Items listed in a dataset
PR #1643, opened 2019-11-29
enable set maxInstances independent from processor count

rpahli:
We run hono on kubernetes and the cpu usage is currently not very hight, and we want to increase the vertx instances but this is not possible because of the processor count check.

### DIFF
--- a/core/src/main/java/org/eclipse/hono/config/ApplicationConfigProperties.java
+++ b/core/src/main/java/org/eclipse/hono/config/ApplicationConfigProperties.java
@@ -51,14 +51,14 @@ public class ApplicationConfigProperties {
      * <p>
      * The number is calculated as follows:
      * <ol>
-     * <li>if 0 &lt; <em>maxInstances</em> &lt; #processors, then return <em>maxInstances</em></li>
+     * <li>if 0 &lt; <em>maxInstances</em>, then return <em>maxInstances</em></li>
      * <li>else return {@code Runtime.getRuntime().availableProcessors()}</li>
      * </ol>
      *
      * @return the number of verticles to deploy.
      */
     public final int getMaxInstances() {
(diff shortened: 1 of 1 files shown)


sophokles73:
Rico,

can you elaborate a little on what you mean *CPU usage is not very high*, i.e. how many CPU shares does your POD get (requests, limits) and how much of that is actually used? I am asking because I find it rather difficult to identify the number of verticle instances being the limiting factor here. My experiments on real hardware seem to indicate that vert.x is quite good at utilizing CPU if there is enough workload.

Kai

sophokles73:
@rpahli any news on this?

rpahli:
Sry I was busy,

__Exercise aim__
Give all the records above again, wording unchanged.

__Your solution__
PR #1643, opened 2019-11-29
enable set maxInstances independent from processor count

rpahli:
We run hono on kubernetes and the cpu usage is currently not very hight, and we want to increase the vertx instances but this is not possible because of the processor count check.

### DIFF
--- a/core/src/main/java/org/eclipse/hono/config/ApplicationConfigProperties.java
+++ b/core/src/main/java/org/eclipse/hono/config/ApplicationConfigProperties.java
@@ -51,14 +51,14 @@ public class ApplicationConfigProperties {
      * <p>
      * The number is calculated as follows:
      * <ol>
-     * <li>if 0 &lt; <em>maxInstances</em> &lt; #processors, then return <em>maxInstances</em></li>
+     * <li>if 0 &lt; <em>maxInstances</em>, then return <em>maxInstances</em></li>
      * <li>else return {@code Runtime.getRuntime().availableProcessors()}</li>
      * </ol>
      *
      * @return the number of verticles to deploy.
      */
     public final int getMaxInstances() {
(diff shortened: 1 of 1 files shown)


sophokles73:
Rico,

can you elaborate a little on what you mean *CPU usage is not very high*, i.e. how many CPU shares does your POD get (requests, limits) and how much of that is actually used? I am asking because I find it rather difficult to identify the number of verticle instances being the limiting factor here. My experiments on real hardware seem to indicate that vert.x is quite good at utilizing CPU if there is enough workload.

Kai

sophokles73:
@rpahli any news on this?

rpahli:
Sry I was busy,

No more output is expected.